I very much appreciated your speech, Ms. Osmani, after that of my colleague Mr. Harvey. We're talking here about people who are exploited by our country. There are approximately 500,000 undocumented workers, as Mr. Telegdi mentioned, and we are taking in an increasing number of temporary workers who have no rights. That's what you emphasized, and you mentioned that that's what we must really attack if we are a responsible government. That's what the clause at the end of Bill refers to. That's really what is critical. I'm going to work so that we can achieve a result.
Going back to the question of live-in caregivers. In other provinces, we were told more about that. Someone pointed out the problem, for families living in a province that does not have an adequate child care system, in having to depend on this kind of worker to provide partial child care.
From a statistical point of view, or based on what you know, is there less demand for live-in caregivers in Quebec, since there is a good child care system there?
:
Ms. Osmani, Ms. Ouar, we are taking note of your seven recommendations for live-in caregivers. They are all the more important since, as we know, the population is aging virtually across Canada. There's also the work that you do with students. You very often babysit children. That's very important, and we are taking note of the seven recommendations that you've made here today.
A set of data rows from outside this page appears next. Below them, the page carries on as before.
PR #215, opened 2017-04-18
[WIP] - Implement global settings to map DOM elements to custom components

evcohen:
This is a work in progress, just wanted to post to see if everyone thought the direction for this looked OK. 

The goal here is to provide an API for devs to map DOM elements to their custom components for these rules to be checked on. These custom components should be the first wrapper around the DOM element and have a consistent API with the DOM element (i.e. if `a` maps to `Link`, `Link` needs to have `href` as a prop for `href-no-hash` to work correctly.) 

Rule configurations will override global settings (however, I can't think of a use case to override custom component naming on a per-rule level, maybe we should deprecate that in favor of bringing these to the global level).

### DIFF
--- a/docs/rules/anchor-has-content.md
+++ b/docs/rules/anchor-has-content.md
@@ -13,13 +13,13 @@ This rule takes one optional object argument of type object:
 {
     "rules": {
         "jsx-a11y/anchor-has-content": [ 2, {
-            "components": [ "Anchor" ],
+            "a": [ "Anchor" ],
           }],
     }
 }
 ```
 
-For the `components` option, these strings determine which JSX elements (**always including** `<a>`) should be checked for having content. This is a good use case when you have a wrapper component that simply renders an `a` element (like in React):
+For the `a` option, these strings determine which JSX elements (**always including** `<a>`) should be checked for having content. This is a good use case when you have a wrapper component that simply renders an `a` element (like in React):
 
 ```js
 // Anchor.js
--- a/__tests__/src/rules/anchor-has-content-test.js
+++ b/__tests__/src/rules/anchor-has-content-test.js
@@ -10,8 +10,7 @@
 
 import { RuleTester } from 'eslint';
 import parserOptionsMapper from '../../__util__/parserOptionsMapper';
-import rule,
-  { determineChildType } from '../../../src/rules/anchor-has-content';
+import rule, { determineChildType } from '../../../src/rules/anchor-has-content';
 
 // -----------------------------------------------------------------------------
 // Tests
@@ -27,9 +26,7 @@ const expectedError = {
 describe('determineChildType', () => {
   describe('default case', () => {
     it('should return false', () => {
-      expect(
-        determineChildType({}),
-      ).toBe(false);
+      expect(determineChildType({}, {})).toBe(false);
     });
   });
 });
--- a/__tests__/src/rules/heading-has-content-test.js
+++ b/__tests__/src/rules/heading-has-content-test.js
@@ -10,8 +10,7 @@
 
 import { RuleTester } from 'eslint';
 import parserOptionsMapper from '../../__util__/parserOptionsMapper';
-import rule,
-  { determineChildType } from '../../../src/rules/heading-has-content';
+import rule, { determineChildType } from '../../../src/rules/heading-has-content';
 
 // -----------------------------------------------------------------------------
 // Tests
@@ -27,12 +26,16 @@ const expectedError = {
 describe('determineChildType', () => {
   describe('default case', () => {
     it('should return false', () => {
-      expect(
-        determineChildType({}),
-      ).toBe(false);
+      expect(determineChildType({}, {})).toBe(false);
     });
   });
 });
+
+const customTypeSchema = [
+  {
+    components: ['Heading'],
+  },
+];
 
 ruleTester.run('heading-has-content', rule, {
   valid: [
@@ -49,10 +52,12 @@ ruleTester.run('heading-has-content', rule, {
     { code: '<h1>{foo.bar}</h1>' },
     { code: '<h1 dangerouslySetInnerHTML={{ __html: "foo" }} />' },
     { code: '<h1 children={children} />' },
+    { code: '<Heading>{foo}</Heading>', options: customTypeSchema },
   ].map(parserOptionsMapper),
   invalid: [
     { code: '<h1 />', errors: [expectedError] },
     { code: '<h1><Bar aria-hidden /></h1>', errors: [expectedError] },
     { code: '<h1>{undefined}</h1>', errors: [expectedError] },
+    { code: '<Heading>{undefined}</Heading>', options: customTypeSchema, errors: [expectedError] },
   ].map(parserOptionsMapper),
 });
--- a/__tests__/src/rules/href-no-hash-test.js
+++ b/__tests__/src/rules/href-no-hash-test.js
@@ -23,16 +23,22 @@ const expectedError = {
   type: 'JSXOpeningElement',
 };
 
-const components = [{
-  components: ['Anchor', 'Link'],
-}];
-const specialLink = [{
-  specialLink: ['hrefLeft', 'hrefRight'],
-}];
-const componentsAndSpecialLink = [{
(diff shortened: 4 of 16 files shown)


jessebeach:
A few high-level questions:

1. Would this type of composition checking not be better located in a system like `PropTypes` in React or Flow? 
1. Is it necessary to limit this to components that directly return HTML? Essentially, what the mapping says is "Treat XComponent like `<a href />`. 

What we might do instead is treat the map key more like a strong association:

```
`div[role="button"]`: ['FancyButton']
```

Which would throw on something like: `<FancyButton role="heading" />`

I'm having trouble coming up with use cases, though. Could you list a few you have in mind?

ljharb:
Airbnb's extensive use cases include, we have custom `Video` and `Track` and `Source` elements, we have `Link` and `Button`, and a number of others - all of whose purpose is to prevent developers from using HTML directly and having to know details about a11y, HTML, CSS, etc. We have lint/review rules that prevent direct usage of HTML tags. By telling this plugin to, for example, treat `Button` as a `button`, we can keep prop names consistent, and still get the benefit of linting errors in product developer code, instead of in infra developer code.

docs/rules/anchor-has-content.md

We're not promising you that we'll solve the problems, but I do promise that I won't be like Ms. Folco. In 10 years, I won't be telling you that we'd think we were still at the same point. I hope we'll be able to do justice to your work.
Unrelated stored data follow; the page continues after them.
PR #218, opened 2017-04-19
Add options to element interaction rules

jessebeach:
Add options to `no-static-element-interactions` and `no-noninteractive-element-interactions` rules that allow an implementor to specify the handlers that should be considered when triggering the rule. 

I plan to start with just `onClick` for FB initially and expand to more handlers as I fix violations and understand patterns of use better. The options allow for a slower roll-out and less developer friction.


src/index.js
```diff
@@ -151,7 +169,7 @@ module.exports = {
         'jsx-a11y/no-noninteractive-tabindex': 'error',
         'jsx-a11y/no-onchange': 'error',
         'jsx-a11y/no-redundant-roles': 'error',
-        'jsx-a11y/no-static-element-interactions': 'warn',
+        'jsx-a11y/no-static-element-interactions': 'error',
```
ljharb: just highlighting that these config changes make the PR semver-major

src/rules/no-noninteractive-element-interactions.js
```diff
@@ -30,64 +30,64 @@ import isPresentationRole from '../util/isPresentationRole';
...
 
-const schema = generateObjSchema();
-
 const domElements = [...dom.keys()];
-const interactiveProps = [
-  ...eventHandlersByType.mouse,
-  ...eventHandlersByType.keyboard,
-];
+const defaultInteractiveProps = eventHandlers;
+const schema = arraySchema;
```
ljharb: this is kind of a useless rename - could we either import `arraySchema as schema`, or rename uses of `schema` here to `arraySchema`?

src/rules/no-static-element-interactions.js
```diff
@@ -31,62 +31,62 @@ import isPresentationRole from '../util/isPresentationRole';
...
 
-const schema = generateObjSchema();
-
 const domElements = [...dom.keys()];
-const interactiveProps = [
-  ...eventHandlersByType.mouse,
-  ...eventHandlersByType.keyboard,
-];
+const defaultInteractiveProps = eventHandlers;
+const schema = arraySchema;
```
ljharb: same here

src/rules/no-noninteractive-element-interactions.js
evcohen: also, we should keep all rule configuration schemas as objects. objects can be easily extended without breaking changes, whereas arrays are rigid and less configurable. if we wanted to add an option for something else down the line, a simple change would cause a semver major which is bleh 😄 

I think it should be:

```
generateObjSchema({
  handlers: arraySchema
});
```

src/rules/no-static-element-interactions.js
evcohen: same re: object

src/index.js
jessebeach: Definitely. Master since 21435147ee29bf9efa0aeda7ff328bea25b247ae has been semver-major upgrade-necessary.

src/rules/no-noninteractive-element-interactions.js
evcohen: on another note, should this be a blacklist or a whitelist?

jessebeach:
> on another note, should this be a blacklist or a whitelist?

There are 68 possible handler props. The whitelist approach is less prone to accidental omitting and is shorter to specify. The recommended configuration provides a good baseline. It's where I want to get to in the FB codebase. I've found that elements with `onMouseOver` and `onMouseOut` aren't always the best site to also include focus/blur handling. Guidance here isn't always straightforward.

jessebeach:
@evcohen requested changes have been made. The argument to keep the options as objects is a good one. I'll keep it in mind for future changes.

jessebeach:
> LGTM! ah one more thing- lets add this to the docs

I am literally the worst at remembering to do this!

jessebeach:
@evcohen docs updated.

As for my other friends, I hope we'll be able to make them understand more clearly what Bill is. Ensuring that someone who works here no longer needs to leave the country to file an immigration application, reducing the cost of an immigration application by half, making the matter easier through all kinds of ways, these are major challenges. There are nearly 500,000 undocumented workers in Canada. These people have nothing, no references; they do not exist, but they are here. As you'll understand, we have to do some housekeeping. I'm obviously not talking about sending them back to their countries, but about regularizing the situation. That's an important challenge, and it's with you that we have to work. You are our partners in this matter. We've come to see you here today because we are aware of the problem. We have to work together to advance this. I take note of that and I want you to be aware of that.
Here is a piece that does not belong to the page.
PR #219, opened 2017-04-23
Add prefer-button rule

AlmeroSteyn:
This is a proposal to add a rule to check for `onClick` handlers on `anchors` and hint to rather use a `button` element.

Mr. Henaway, you made some comments. I understand them, but I would like to be able to sit down with you and to explain to you properly what is going on, what our aim is. If my Liberal colleagues and those from the other parties don't agree, they can vote against this bill and defeat it, since our government is a minority government. Everything we're telling you is thus conditional on the bill's passage. I would appreciate that the truth be told everywhere, and that's the situation.
:
I just want to respond quickly.
There's been a lot of discussion about the complexities of regularizing people. Somehow it seems to be very complicated, yet under the low-skilled pilot project and the temporary foreign worker program, it takes a week to bring somebody here. In five days, with an LMO in a federal job bank, you can bring someone here. But then somehow the issue becomes that it's too complicated to regularize them, or to actually deal with the backlog. Somehow, under the low-skilled pilot project it takes five days, yet we have a 600,000-person backlog.
The other question around that, the other point, is the issue of security checks and family reunification. Somehow, after you're accepted there is no time limit for the background check. So you have families.... I want to speak about the Sri Lankan community. The average is supposed to be eight to twelve months to deal with somewhere around 50% to 60% of the applicants. With the majority of people we see it takes three years and onwards to actually deal with the issue of family reunification and sponsorship.
The role that the security apparatus plays in terms of CSIS being involved in these supposed background checks gives them this unlimited time. It think it's a huge part of this backlog, and that's something that hopefully will be addressed through this committee as well. There are ways to deal with this.